Copy the entire listing, down to the final line, exactly.

--- START ---

PR #198, opened 2023-11-09
Employee Directory - Sort By Last Modified

achandrabalan:
## Notion task link

[Employee Default Sort By Last Modified](https://www.notion.so/uwblueprintexecs/Employee-Default-Sort-By-Last-Modified-f2289846799b40589a9d69d9033d1089)

## Implementation description
* Currently, the employee directory is sorted in random order. With these changes it should sort by last modification date, with the newest / most recently edited logs at the top.

## Steps to test
1. Add employee, they should append to the top
2. Edit employee, they should move to the top
3. Activate / Deactivate employee, they should move to the top

* Now that editing a log brings it to the first page, shouldnt the user also be brought to the first page?

## Checklist


backend/app/models/user.py
```diff
@@ -19,6 +20,7 @@ class User(db.Model):
         nullable=False,
     )
     email = db.Column(db.String, nullable=False)
+    last_modified = db.Column(db.DateTime, default=func.now(), onupdate=func.now())
```
connor-bechthold: So I think the issue with what you were dealing with was that by default when a User was queried, the `last_modified` column was returned. In order to handle this, you had to update the DTOs for it to work.

I did some research and we can actually get around this by using `defer`. What `defer` does is it doesn't return a column from a query by default unless explicitly stated. So, if we set `defer=True` on `last_modified`, we should never get it back from a query to the Users table. We should also set it as non-nullable. So, the model will look something like this:

```suggestion
    last_modified = db.Column(db.DateTime, default=func.now(), onupdate=func.now(), defer=True, nullable=False)
```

--- END ---

Task answer
PR #198, opened 2023-11-09
Employee Directory - Sort By Last Modified

achandrabalan:
## Notion task link

[Employee Default Sort By Last Modified](https://www.notion.so/uwblueprintexecs/Employee-Default-Sort-By-Last-Modified-f2289846799b40589a9d69d9033d1089)

## Implementation description
* Currently, the employee directory is sorted in random order. With these changes it should sort by last modification date, with the newest / most recently edited logs at the top.

## Steps to test
1. Add employee, they should append to the top
2. Edit employee, they should move to the top
3. Activate / Deactivate employee, they should move to the top

* Now that editing a log brings it to the first page, shouldnt the user also be brought to the first page?

## Checklist


backend/app/models/user.py
```diff
@@ -19,6 +20,7 @@ class User(db.Model):
         nullable=False,
     )
     email = db.Column(db.String, nullable=False)
+    last_modified = db.Column(db.DateTime, default=func.now(), onupdate=func.now())
```
connor-bechthold: So I think the issue with what you were dealing with was that by default when a User was queried, the `last_modified` column was returned. In order to handle this, you had to update the DTOs for it to work.

I did some research and we can actually get around this by using `defer`. What `defer` does is it doesn't return a column from a query by default unless explicitly stated. So, if we set `defer=True` on `last_modified`, we should never get it back from a query to the Users table. We should also set it as non-nullable. So, the model will look something like this:

```suggestion
    last_modified = db.Column(db.DateTime, default=func.now(), onupdate=func.now(), defer=True, nullable=False)
```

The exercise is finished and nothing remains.